Los estadounidenses Thomas J. Sargent y Christopher A. Sims ganan el Nobel de Economía

Era el único premio que faltaba por conocerse de la edición 2011 de los prestigiosos Nobel, pero por fin el comité del premio Nobel ha concedido el galardón a Thomas J. Sargent y Christopher A. Sims, académicos estadounidenses, por sus «investigaciones empíricas respecto a las causas y los efectos a nivel macroeconómico»

de las decisiones de política económica.

Premio-Nobel-Economía

Dada la situación actual de crisis económica, de la deuda y financiera, había bastante interés en conocer los premiados de este año y si tendrían alguna relación con la crisis. Al final, han querido ser bastante diplomáticos con los ganadores, que recaen en dos personas que se han centrado en el estudio de la macroeconomía, el estudio global de la economía y los efectos que tienen cualquier tipo de decisión en ella.

Sargent y Sims cogen el testigo de los también estadounidenses, Peter A. Diamond y Dale T. Mortensen, así como al británico chipriota Christopher A. Pissarides. El Nobel de Economía (Premio de Ciencias Económicas del Banco de Suecia) se entregó por primera vez en 1968 y está dotado con una dotación económica de algo más de un millón de euros.

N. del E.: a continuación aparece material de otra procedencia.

PR #2644, opened 2019-09-12
[C#] Rule S2252: Loop conditions should be true at least once

### LINKED ISSUE #616: Rule S2252: Loop conditions should be true at least once
[RSPEC-2252](https://jira.sonarsource.com/browse/RSPEC-2252)

If a for loop's condition is false before the first loop iteration, the loop will never be executed. Such loops are almost always bugs, particularly when the initial value and stop conditions are hard-coded.

christophe-zurn-sonarsource:
Fixes #616


sonaranalyzer-dotnet/src/SonarAnalyzer.CSharp/Rules/ForLoopConditionAlwaysFalse.cs
```diff
@@ -0,0 +1,187 @@
...
+using Microsoft.CodeAnalysis;
+using Microsoft.CodeAnalysis.CSharp;
+using Microsoft.CodeAnalysis.CSharp.Syntax;
+using Microsoft.CodeAnalysis.Diagnostics;
+using SonarAnalyzer.Common;
+using SonarAnalyzer.Helpers;
+
+namespace SonarAnalyzer.Rules.CSharp
+{
+    [DiagnosticAnalyzer(LanguageNames.CSharp)]
```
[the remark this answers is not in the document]
christophe-zurn-sonarsource: As mentioned during standup, logic is a bit different for VB.NET. So implementing the rule for VB.NET deserves its own separate ticket:  see #2648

El comunicado de la Academia sueca reconoce la valía de Sargent y Sims a la hora de desarrollar métodos de análisis que se basan en la relación causal entre la política económica y las diferentes variables macroeconómicas, como pueden ser el PIB, la inflación, el empleo o las inversiones. Estos métodos, permiten que se pueda responder a preguntas como de qué forma el PIB o la inflación se ven afectados por un incremento temporal de las tasas de interés o por una reducción de impuestos, qué sucedería si un banco central modifica sus objetivos de inflación o si un Gobierno modifica sus objetivos de equilibrio presupuestario, por citar sólo algunos ejemplos.

La Academia ha señalado en el mismo comunicado que «la política afecta a la economía, pero la economía también afecta a la política». «Las expectativas sobre el futuro son los aspectos principales de esta interacción. Las expectativas del sector privado en relación con la actividad económica futura y las decisiones políticas influyen sobre los salarios, el ahorro y las inversiones». «Al mismo tiempo, las decisiones en política económica están influidas por las expectativas de evolución del sector privado», señaló.

Los métodos de los dos ganadores permiten  «identificar estas relaciones causales y explicar el papel que juegan las expectativas», lo cual hace «que sea posible determinar los efectos tanto de las medidas políticas inesperadas como de los cambios políticos sistémicos», agregó la Academia sueca.